Guess you got me there Chuck! That would be lots better than another year or two!


----------



## Naptowneng (Jun 14, 2010)

Great looking consists Jerry!

Jerry


----------



## Jerry Barnes (Jan 2, 2008)

Thanks Jerry. I just got a Santa Fe observation car for the end of the train. Now I have to buy a Daylight passenger set, like I need more passenger cars!


----------



## Chucks_Trains (Jan 2, 2008)

As typical MTH pushed the Big Boy's back to May 2016.


----------



## Jerry Barnes (Jan 2, 2008)

Probably not the last push either Chuck. Ray Manley figures 2017.


----------



## aceinspp (Jan 2, 2008)

Looks like you got hooked Jerry.

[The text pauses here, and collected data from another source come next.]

PR #9128, opened 2019-06-10
Add inspect/2 callback for Calendar

kipcole9:
PR based upon the conversation at https://elixirforum.com/t/how-to-support-multiple-week-calendars-in-elixir/18783/10

Date, Time, DateTime and NaiveDateTime implement the
`Inspect` protocol with a specific implementation
for `Calendar.ISO`.

This commit introduces a required callback, `inspect/2`
required in all modules implementing the `Calendar` 
behaviour.

Calendars implementing `inspect/2` must ensure
the implementation caters for `Date`, `Time`, `DateTime` and
`NaiveDateTime` structs.

### DIFF
--- a/lib/elixir/lib/calendar.ex
+++ b/lib/elixir/lib/calendar.ex
@@ -271,7 +271,7 @@ defmodule Calendar do
   The implementation must define inspect for `Date.t()`, `DateTime.t()` and
   `NaiveDateTime.t()` structs.
   """
-  @callback inspect(Time.t() | Date.t() | DateTime.t() | MaiveDateTime.t(), Inspect.Opts.t()) ::
+  @callback inspect(Time.t() | Date.t() | DateTime.t() | NaiveDateTime.t(), Inspect.Opts.t()) ::
               String.t()
 
   # General Helpers
--- a/lib/elixir/lib/calendar.ex
+++ b/lib/elixir/lib/calendar.ex
@@ -291,7 +291,7 @@ defmodule Calendar do
               microsecond,
               Inspect.Opts.t()
             ) ::
-              String.t()
+              Inspect.Algebra.t()
 
   @doc """
   Implements inspect for a datetime.
--- a/lib/elixir/lib/calendar.ex
+++ b/lib/elixir/lib/calendar.ex
@@ -267,19 +267,17 @@ defmodule Calendar do
 
   @doc """
   Implements inspect for a date.
-
   """
   @callback inspect_date(year, month, day, Inspect.Opts.t()) :: Inspect.Algebra.t()
 
   @doc """
   Implements inspect for a time.
-
   """
-  @callback inspect_time(hour, minute, second, microsecond, Inspect.Opts.t()) :: Inspect.Algebra.t()
+  @callback inspect_time(hour, minute, second, microsecond, Inspect.Opts.t()) ::
+              Inspect.Algebra.t()
 
   @doc """
   Implements inspect for a naive datetime.
-
   """
   @callback inspect_naive_datetime(
               year,
@@ -295,7 +293,6 @@ defmodule Calendar do
 
   @doc """
   Implements inspect for a datetime.
-
   """
   @callback inspect_datetime(
               year,
--- a/lib/elixir/lib/calendar.ex
+++ b/lib/elixir/lib/calendar.ex
@@ -265,6 +265,15 @@ defmodule Calendar do
   """
   @callback valid_time?(hour, minute, second, microsecond) :: boolean
 
+  @doc """
+  Implements inspect for dates, datetimes and naive_datetimes.
+
+  If implemented, must define inspect for `Date.t()`, `DateTime.t()` and
+  `NaiveDateTime.t()` structs.
+  """
+  @callback inspect(date | datetime | naive_datetime, Inspect.Opts.t()) :: String.t()
+  @optional_callbacks inspect: 2
+
   # General Helpers
 
   @doc """
--- a/lib/elixir/lib/calendar.ex
+++ b/lib/elixir/lib/calendar.ex
@@ -269,7 +269,7 @@ defmodule Calendar do
   Implements inspect for a date.
 
   """
-  @callback inspect_date(year, month, day, Inspect.Opts.t()) :: String.t()
+  @callback inspect_date(year, month, day, Inspect.Opts.t()) :: Inspect.Algebra.t()
 
   @doc """
   Implements inspect for a time.
--- a/lib/elixir/lib/calendar.ex
+++ b/lib/elixir/lib/calendar.ex
@@ -266,13 +266,51 @@ defmodule Calendar do
   @callback valid_time?(hour, minute, second, microsecond) :: boolean
 
   @doc """
-  Implements inspect for times, dates, datetimes, and "naive" datetimes.
+  Implements inspect for a date.
 
-  The implementation must define inspect for `Date.t()`, `DateTime.t()` and
-  `NaiveDateTime.t()` structs.
   """
-  @callback inspect(Time.t() | Date.t() | DateTime.t() | NaiveDateTime.t(), Inspect.Opts.t()) ::
+  @callback inspect_date(year, month, day, Inspect.Opts.t()) :: String.t()
+
+  @doc """
+  Implements inspect for a time.
+
+  """
+  @callback inspect_time(hour, minute, second, microsecond, Inspect.Opts.t()) :: String.t()
+
+  @doc """
+  Implements inspect for a naive datetime.
+
+  """
+  @callback inspect_naive_datetime(
+              year,
+              month,
+              day,
+              hour,
+              minute,
+              second,
+              microsecond,
+              Inspect.Opts.t()
+            ) ::
               String.t()
+
+  @doc """
+  Implements inspect for a datetime.
+
+  """
+  @callback inspect_datetime(
+              year,
+              month,
+              day,
+              hour,
+              minute,
+              second,
+              microsecond,
+              time_zone,
+              zone_abbr,
+              utc_offset,
+              std_offset,
+              Inspect.Opts.t()
+            ) :: String.t()
 
   # General Helpers
 
--- a/lib/elixir/lib/calendar.ex
+++ b/lib/elixir/lib/calendar.ex
@@ -310,7 +310,7 @@ defmodule Calendar do
               utc_offset,
               std_offset,
               Inspect.Opts.t()
-            ) :: String.t()
+            ) :: Inspect.Algebra.t()
 
   # General Helpers
 
--- a/lib/elixir/lib/calendar.ex
+++ b/lib/elixir/lib/calendar.ex
@@ -271,7 +271,8 @@ defmodule Calendar do
   The implementation must define inspect for `Date.t()`, `DateTime.t()` and
   `NaiveDateTime.t()` structs.
   """
-  @callback inspect(time | date | datetime | naive_datetime, Inspect.Opts.t()) :: String.t()
+  @callback inspect(Time.t() | Date.t() | DateTime.t() | MaiveDateTime.t(), Inspect.Opts.t()) ::
+              String.t()
 
   # General Helpers
 
--- a/lib/elixir/lib/calendar.ex
+++ b/lib/elixir/lib/calendar.ex
@@ -275,7 +275,7 @@ defmodule Calendar do
   Implements inspect for a time.
 
   """
-  @callback inspect_time(hour, minute, second, microsecond, Inspect.Opts.t()) :: String.t()
+  @callback inspect_time(hour, minute, second, microsecond, Inspect.Opts.t()) :: Inspect.Algebra.t()
 
   @doc """
   Implements inspect for a naive datetime.
--- a/lib/elixir/lib/calendar.ex
+++ b/lib/elixir/lib/calendar.ex
@@ -268,11 +268,10 @@ defmodule Calendar do
   @doc """
   Implements inspect for dates, datetimes and naive_datetimes.
 
-  If implemented, must define inspect for `Date.t()`, `DateTime.t()` and
+  The implementation must define inspect for `Date.t()`, `DateTime.t()` and
   `NaiveDateTime.t()` structs.
   """
   @callback inspect(date | datetime | naive_datetime, Inspect.Opts.t()) :: String.t()
-  @optional_callbacks inspect: 2
 
   # General Helpers
 
--- a/lib/elixir/lib/calendar/iso.ex
+++ b/lib/elixir/lib/calendar/iso.ex
@@ -716,36 +716,54 @@ defmodule Calendar.ISO do
   end
 
   @doc """
-  Implements the inspect protocol delegated from
-  `Date`, `Time`, `DateTime` and `NaiveDateTime`.
+  Implements the inspect protocol for a date
+  delegated from `Date`.
 
   """
   @doc since: "1.10.0"
   @impl true
-  @spec inspect(
-          Date.t() | Time.t() | DateTime.t() | NaiveDateTime.t(),
-          Inspect.Opts.t()
-        ) :: String.t()
-  def inspect(%Date{calendar: __MODULE__} = date, _) do
-    %{year: year, month: month, day: day} = date
+  @spec inspect_date(Calendar.year(), Calendar.month(), Calendar.day(), Inspect.Opts.t()) ::
+          String.t()
+  def inspect_date(year, month, day, _) do
     "~D[" <> date_to_string(year, month, day) <> "]"
   end
 
-  def inspect(%DateTime{calendar: __MODULE__} = datetime, _) do
-    %{
-      year: year,
-      month: month,
-      day: day,
-      hour: hour,
-      minute: minute,
-      second: second,
-      microsecond: microsecond,
-      time_zone: time_zone,
-      zone_abbr: zone_abbr,
-      utc_offset: utc_offset,
-      std_offset: std_offset
-    } = datetime
+  @doc """
+  Implements the inspect protocol for a datetime
+  delegated from `DateTime`.
 
+  """
+  @doc since: "1.10.0"
+  @impl true
+  @spec inspect_datetime(
+          Calendar.year(),
+          Calendar.month(),
+          Calendar.day(),
+          Calendar.hour(),
+          Calendar.minute(),
+          Calendar.second(),
+          Calendar.microsecond(),
+          Calendar.time_zone(),
+          Calendar.zone_abbr(),
+          Calendar.utc_offset(),
+          Calendar.std_offset(),
+          Inspect.Opts.t()
+        ) ::
+          String.t()
+  def inspect_datetime(
+        year,
+        month,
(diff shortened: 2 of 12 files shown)


lib/elixir/lib/calendar.ex
```diff
@@ -265,6 +265,15 @@ defmodule Calendar do
...
   @callback valid_time?(hour, minute, second, microsecond) :: boolean
 
+  @doc """
+  Implements inspect for dates, datetimes and naive_datetimes.
+
+  If implemented, must define inspect for `Date.t()`, `DateTime.t()` and
+  `NaiveDateTime.t()` structs.
+  """
+  @callback inspect(date | datetime | naive_datetime, Inspect.Opts.t()) :: String.t()
+  @optional_callbacks inspect: 2
```
josevalim: Let's make it a required callback please. :)

lib/elixir/lib/calendar.ex
```diff
@@ -265,6 +265,14 @@ defmodule Calendar do
   """
   @callback valid_time?(hour, minute, second, microsecond) :: boolean
 
+  @doc """
+  Implements inspect for dates, datetimes and naive_datetimes.
+
+  The implementation must define inspect for `Date.t()`, `DateTime.t()` and
+  `NaiveDateTime.t()` structs.
+  """
+  @callback inspect(date | datetime | naive_datetime, Inspect.Opts.t()) :: String.t()
```
josevalim: We should also pass `time` in here. :)

lib/elixir/lib/calendar.ex
kipcole9: Done.

lib/elixir/lib/calendar.ex
kipcole9: Done. Also added the implementation for `inspect/2` for time into `Calendar.ISO`. Unlike `Date`, `NaiveDateTime` and `DateTime` its not guaranteed that there is a `:calendar` field. So for time it matches on `%{calendar: calendar}` and defaults ` Inspect.Any.inspect/2` otherwise.

josevalim: Time should always have a calendar field. :) It is not guaranteed for something like CDLR, which may work with different Elixir versions, but in Elixir itself it will always be there. :)

fertapric: I think this is still unresolved:

```suggestion
  @callback inspect(time | date | datetime | naive_datetime, Inspect.Opts.t()) :: String.t()
```

lib/elixir/lib/calendar.ex
```diff
@@ -265,6 +265,14 @@ defmodule Calendar do
   """
   @callback valid_time?(hour, minute, second, microsecond) :: boolean
 
+  @doc """
+  Implements inspect for dates, datetimes and naive_datetimes.
```
fertapric:
```suggestion
  Implements inspect for times, dates, datetimes, and "naive" datetimes.
```

lib/elixir/lib/calendar.ex
```diff
@@ -265,6 +265,14 @@ defmodule Calendar do
...
+
+  The implementation must define inspect for `Date.t()`, `DateTime.t()` and
```
fertapric: According to the `@spec`, the function `inspect/2` allows any map/struct that contains the proper `time`, `date`, `naive_datetime`, or `datetime` fields. Maybe we should reword this sentence so people don't expect only `Time`, `Date`, `DateTime`, or `NaiveDateTime` structs :)

lib/elixir/lib/calendar/iso.ex
```diff
@@ -715,6 +715,89 @@ defmodule Calendar.ISO do
...
+  `Date`, `Time`, `DateTime` and `NaiveDateTime`.
+
+  """
+  @doc since: "1.10.0"
+  @impl true
+  @spec inspect(
+          Calendar.date() | Calendar.time() | Calendar.datetime() | Calendar.naive_datetime(),
+          Inspect.Opts.t()
+        ) :: String.t()
+  def inspect(%Date{} = date, _) do
```
fertapric: Should the calendar be checked in all these clauses?

```suggestion
  def inspect(%Date{calendar: __MODULE__} = date, _) do
```

fertapric: Nevermind. Inspect accepts any struct/map with the proper fields.

fertapric: 🤔 Or not...`:calendar` is part of those fields.

Btw, according to the spec, this should work:

```elixir
my_date = %{year: 2019, month: 06, day: 11, calendar: Calendar.ISO}
Calendar.ISO.inspect(my_date)
```

lib/elixir/lib/calendar.ex
kipcole9: Since this function is intended to be called by the `Inspect` protocol, I made the assumption that matching on the structs would be appropriate.  I appreciate as a callback it become public API and therefore optimistic matching may be a better strategy if thats what you recommend.

lib/elixir/lib/calendar/iso.ex
kipcole9: This is an implementation of the function `inspect/2` supporting the `Inspect` protocol.  Therefore since its being called from the protocol as `calendar.inspect` I made the assumption that matching on the calendar wasn't necessary - since it would only be dispatched here if the calendar was `Calendar.ISO`.

fertapric: @kipcole9 Yes, I understand this function was designed to be used by the `Inspect` protocol. However, it's now part of the public interface of the `Calendar.ISO` module, and I think we need to consider that users might call this function directly. 

In summary, we need to answer these questions:

1. The value given as first argument might have a different calendar, should `inspect/2` work with that value? _I think it should not work_
1. The value given as first argument might be a map or a custom struct. According to the typespec `Calendar.date() | Calendar.time() | Calendar.datetime() | Calendar.naive_datetime()`, any map or struct with the proper fields should work: 

    https://github.com/elixir-lang/elixir/blob/0c686aa124bb0a31ba4010a78836c84e4b55066e/lib/elixir/lib/calendar.ex#L72-L112

    What should be changed, the typespec or the implementation? _I think we should change the implementation to accept any map/struct with the proper fields_

kipcole9: Got it, I'll update and push another commit to this PR.

michalmuskala:
Looking at this PR I started wondering - for `to_string` the calendar has 4 callbacks - `time_to_sting`, `date_to_string`, `datetime_to_string` and `naive_datetime_to_sting`. Why not mirror this interface here? It seems weird to have separate callbacks for one protocol and just one for the other. Yes, it's more functions, on the other hand that kind of dispatching would need to be performed internally by each calendar module anyway - we can make it explicit from the get-go.

lib/elixir/lib/calendar/iso.ex
kipcole9: I pushed a commit that uses optimistic matching in line with the other calendar functions.

lib/elixir/lib/calendar.ex
josevalim: I agree. We should match on structs but then it means we need to update the specs to say so instead of using `Calendar.date`.

lib/elixir/lib/calendar/iso.ex
josevalim: @kipcole9 please revert the commit. :) Those are structs on protocol dispatch. By definition they will have all of those fields. As it was before was totally fine.

What @fertapric was saying is that we need to do:

    def inspect(%Date{calendar: __MODULE__, ...})

inside Calendar.ISO.

josevalim:
@michalmuskala there is one important difference between those functions is that the ones being added here are nominal, they work with structs and none of the other function in this module do the same. So for example, we merging `time_to_string` and `date_to_string` into one with different arities would be confusing.

I also have a concern about adding cyclic dependencies, which this patch is doing, but it can be solved in other ways.

fertapric:
@josevalim I think @michalmuskala was suggesting to split `inspect/2` into four different functions. For example: `inspect_time/2`, `inspect_date/2`, `inspect_naive_datetime/2`, and `inspect_datetime/2`.

I like the idea.

josevalim:
Yes, I understood that. I am saying we had good reasons to split it before.
We don’t have good reasons now. :)
-- 


lib/elixir/lib/calendar/iso.ex
kipcole9: Reverted the previous commit, added a match on `calendar: __MODULE__` on each of the clauses.

What would you suggest as the correct types for the `@spec`?

josevalim:
For the @spec and callback definition we should use Time.t, Date.t, and
friends.
-- 


lib/elixir/lib/calendar.ex
```diff
@@ -265,6 +265,15 @@ defmodule Calendar do
   """
   @callback valid_time?(hour, minute, second, microsecond) :: boolean
 
+  @doc """
+  Implements inspect for times, dates, datetimes, and "naive" datetimes.
+
+  The implementation must define inspect for `Date.t()`, `DateTime.t()` and
+  `NaiveDateTime.t()` structs.
+  """
+  @callback inspect(Time.t() | Date.t() | DateTime.t() | MaiveDateTime.t(), Inspect.Opts.t()) ::
```
fertapric:
```suggestion
  @callback inspect(Time.t() | Date.t() | DateTime.t() | NaiveDateTime.t(), Inspect.Opts.t()) ::
```

kipcole9: Arrrggggh. Thanks for the catch.  Getting very late this end and my eyes are beat.

michalmuskala:
@josevalim I wasn't entirely clear. I'm proposing doing exactly the same thing that the `_to_string` functions do - accept each field of the struct as separate argument, so that the calendar module doesn't deal with any of that - right now the calendar module doesn't deal with structs or maps in any of the callbacks - I don't think we should change that.

josevalim:
@michalmuskala oh, I see. I like that!

@kipcole9 can you please go with @michalmuskala's suggestion? The idea is to do:

    inspect_time(hour, minute, second, microsecond)
    inspect_date(year, month, day)
    ...

Similar to the `_to_string` functions. Thank you and apologies for the back and forth.

kipcole9:
Implemented the `inspect_*` callbacks with [this commit](https://github.com/elixir-lang/elixir/pull/9128/commits/03049874ffda8e5f24d67997c68392ae342e78d0)

Its a much cleaner interface.

lib/elixir/test/elixir/calendar/holocene.exs
```diff
@@ -78,6 +78,59 @@ defmodule Calendar.Holocene do
     )
   end
 
+  @impl true
+  @spec inspect_date(Calendar.year(), Calendar.month(), Calendar.day(), Inspect.Opts.t()) ::
```
fertapric: I think this `@spec` is not required here

lib/elixir/lib/calendar/iso.ex
```diff
@@ -715,6 +715,126 @@ defmodule Calendar.ISO do
...
+  @impl true
+  @spec inspect_time(
+          Calendar.hour(),
+          Calendar.minute(),
+          Calendar.second(),
+          Calendar.microsecond(),
+          Inspect.Opts.t()
+        ) ::
+          String.t()
+  def inspect_time(
```
fertapric: Minor nitpick: this fits into a single line like in date and naive_datetime (same in the test with the Holocene calendar)

lib/elixir/lib/calendar/iso.ex
```diff
@@ -715,6 +715,126 @@ defmodule Calendar.ISO do
...
+  def inspect_naive_datetime(year, month, day, hour, minute, second, microsecond, _opts) do
+    formatted = naive_datetime_to_string(year, month, day, hour, minute, second, microsecond)
+
+    "~N[" <> formatted <> "]"
+  end
+
+  @doc """
+  Implements the inspect protocol for a time
+  delegated from `Time`.
+
```
fertapric: Minor nitpick: this blank line at the end of the `@doc` is not common in the Elixir codebase (unless you have indentation) 🙂

lib/elixir/lib/calendar/iso.ex
```diff
@@ -715,6 +715,126 @@ defmodule Calendar.ISO do
     {0, 1}
   end
 
+  @doc """
+  Implements the inspect protocol for a date
+  delegated from `Date`.
```
fertapric: What do you mean by "delegated from `Date`"? I find that confusing 🙂

lib/elixir/lib/calendar.ex
```diff
@@ -265,6 +265,53 @@ defmodule Calendar do
   """
   @callback valid_time?(hour, minute, second, microsecond) :: boolean
 
+  @doc """
+  Implements inspect for a date.
+
+  """
+  @callback inspect_date(year, month, day, Inspect.Opts.t()) :: String.t()
```
josevalim:
```suggestion
  @callback inspect_date(year, month, day, Inspect.Opts.t()) :: Inspect.Algebra.t()
```

lib/elixir/lib/calendar.ex
```diff
@@ -265,6 +265,53 @@ defmodule Calendar do
...
+
+  @doc """
+  Implements inspect for a time.
+
+  """
+  @callback inspect_time(hour, minute, second, microsecond, Inspect.Opts.t()) :: String.t()
```
josevalim:
```suggestion
  @callback inspect_time(hour, minute, second, microsecond, Inspect.Opts.t()) :: Inspect.Algebra.t()
```

lib/elixir/lib/calendar.ex
```diff
@@ -265,6 +265,53 @@ defmodule Calendar do
...
+              year,
+              month,
+              day,
+              hour,
+              minute,
+              second,
+              microsecond,
+              Inspect.Opts.t()
+            ) ::
+              String.t()
```
josevalim:
```suggestion
              Inspect.Algebra.t()
```

lib/elixir/lib/calendar.ex
```diff
@@ -265,6 +265,53 @@ defmodule Calendar do
...
+              hour,
+              minute,
+              second,
+              microsecond,
+              time_zone,
+              zone_abbr,
+              utc_offset,
+              std_offset,
+              Inspect.Opts.t()
+            ) :: String.t()
```
josevalim:
```suggestion
            ) :: Inspect.Algebra.t()
```

lib/elixir/lib/calendar.ex
josevalim:
```suggestion
  @callback inspect_date(year, month, day, Inspect.Opts.t()) :: Inspect.Algebra.t()
```

lib/elixir/lib/calendar.ex
```diff
@@ -265,6 +265,53 @@ defmodule Calendar do
   """
   @callback valid_time?(hour, minute, second, microsecond) :: boolean
 
+  @doc """
+  Implements inspect for a date.
+
```
josevalim: Please remove empty new line here and below. :)

lib/elixir/lib/calendar/iso.ex
josevalim: Good point. I think those docs could say "Inspect implementation for `Date` in this calendar." and so on. WDYT?

lib/elixir/lib/calendar/iso.ex
```diff
@@ -715,6 +715,126 @@ defmodule Calendar.ISO do
...
+
+  """
+  @doc since: "1.10.0"
+  @impl true
+  @spec inspect_date(Calendar.year(), Calendar.month(), Calendar.day(), Inspect.Opts.t()) ::
+          String.t()
```
josevalim:
```suggestion
          Inspect.Algebra.t()
```

lib/elixir/lib/calendar/iso.ex
```diff
@@ -715,6 +715,126 @@ defmodule Calendar.ISO do
...
+          Calendar.minute(),
+          Calendar.second(),
+          Calendar.microsecond(),
+          Calendar.time_zone(),
+          Calendar.zone_abbr(),
+          Calendar.utc_offset(),
+          Calendar.std_offset(),
+          Inspect.Opts.t()
+        ) ::
+          String.t()
```
josevalim:
```suggestion
          Inspect.Algebra.t()
```

lib/elixir/lib/calendar/iso.ex
```diff
@@ -715,6 +715,126 @@ defmodule Calendar.ISO do
...
+          Calendar.year(),
+          Calendar.month(),
+          Calendar.day(),
+          Calendar.hour(),
+          Calendar.minute(),
+          Calendar.second(),
+          Calendar.microsecond(),
+          Inspect.Opts.t()
+        ) ::
+          String.t()
```
josevalim:
```suggestion
          Inspect.Algebra.t()
```

lib/elixir/lib/calendar/iso.ex
```diff
@@ -715,6 +715,126 @@ defmodule Calendar.ISO do
...
+  @doc since: "1.10.0"
+  @impl true
+  @spec inspect_time(
+          Calendar.hour(),
+          Calendar.minute(),
+          Calendar.second(),
+          Calendar.microsecond(),
+          Inspect.Opts.t()
+        ) ::
+          String.t()
```
josevalim:
```suggestion
          Inspect.Algebra.t()
```

lib/elixir/test/elixir/calendar/holocene.exs
```diff
@@ -78,6 +78,59 @@ defmodule Calendar.Holocene do
...
+    )
+  end
+
+  @impl true
+  def inspect_naive_datetime(year, month, day, hour, minute, second, microsecond, _opts) do
+    naive_datetime_to_string(year, month, day, hour, minute, second, microsecond)
+  end
+
+  @impl true
+  def inspect_time(
```
fertapric: This is not being used, a test for `Time` is missed

lib/elixir/lib/calendar/iso.ex
fertapric: Sounds good. I would link to the `Inspect` protocol using backticks though:

> `Inspect` implementation for `Date` in this calendar.

Or:

> Implements the `Inspect` protocol for `Date` in this calendar.

lib/elixir/test/elixir/calendar/holocene.exs
kipcole9: Added a test for `inspect_time/2` and fixed the docs in line with comments above.

kipcole9:
Added [this commit](https://github.com/elixir-lang/elixir/pull/9128/commits/7299eff93efe0a03515c00e72cef261a2b31d306) which I think addresses the outstanding issues:

* Fix doc formatting in `Calendar.ISO`
* Adds test for `inspect_time/5` in `time_test.exs`

fertapric:
Thanks @kipcole9! 💜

Later RJD


----------



## Greg Elmassian (Jan 3, 2008)

By the way Jerry, MTH lists these locos as F7's, I believe the USAT are F3...

Greg


----------



## Jerry Barnes (Jan 2, 2008)

F7's have the metal grills Greg, these don't.


----------



## Chucks_Trains (Jan 2, 2008)

MTH has made both F3's & F7's in the warbonnet livery.


----------



## Greg Elmassian (Jan 3, 2008)

Ahh, so current production is F7, and the F3's were made some time ago?

Thanks, Greg


----------



## Chucks_Trains (Jan 2, 2008)

Yes that would be correct. MTH was rather ingenious as the basic body is the same (or close enough) between the F3 & F7 so all MTH does is change the roof top fan style, dynamic brake roof panel and the side grills.


----------



## derPeter (Dec 26, 2010)

*Mth f3 - f7 ?*

Hallo again,

i can only see the different grills, so i will seek my eyeglasses ;-)
left is NS F7 and right is PRR F3

greetings from derPeter


----------



## Jerry Barnes (Jan 2, 2008)

F-7's are available right now from MTH, probably a limited run. Passenger cars also. I've got some Daylights on order.


----------



## pimanjc (Jan 2, 2008)

I would love to have a set of those F3s. I have five MTH streamliner/smootheside cars.


----------



## Chucks_Trains (Jan 2, 2008)

derPeter said:


> Hallo again,
> 
> i can only see the different grills, so i will seek my eyeglasses ;-)
> left is NS F7 and right is PRR F3
> ...


Peter, The roof fans on the F3 version are tall...On the F7's they are short. The NS F7 doesn't have dynamic brakes so that roof hatch is smooth. 

And yes the grills are different.

You ever find another Milw. Rd. GP38 for conversion??


----------



## pimanjc (Jan 2, 2008)

*F7*

I just bought a new Warbonnet MTH F7. Eagerly await its arrival. It will go great with my MTH SF passenger cars. 
Now I just have to figure out how to make them battery/rc with equipment I already have: Airwire 900 & Revolution. 
The American Standard F3 A I got from Jerry is repainted for Warbonnet. I am casting the parts for a B unit. Like Jerry said, 1/32 grows on you.
Jim Carter


----------



## Greg Elmassian (Jan 3, 2008)

If I was starting in battery/RC I would go DeadRail... then I could pick any DCC decoder and use any existing decoders, including MTH PS3... hate to give up that sound system.

Greg


----------



## Jerry Barnes (Jan 2, 2008)

The new run F7's have DCC also Jim, so you should be able to do it okay, I think. Probably just unhook the track pickups and hook the battery into there. Airwire is DCC, right? So could run it. F7 has sound and smoke. MTH's are easy to get to inside also. Welcome to 1/32!


----------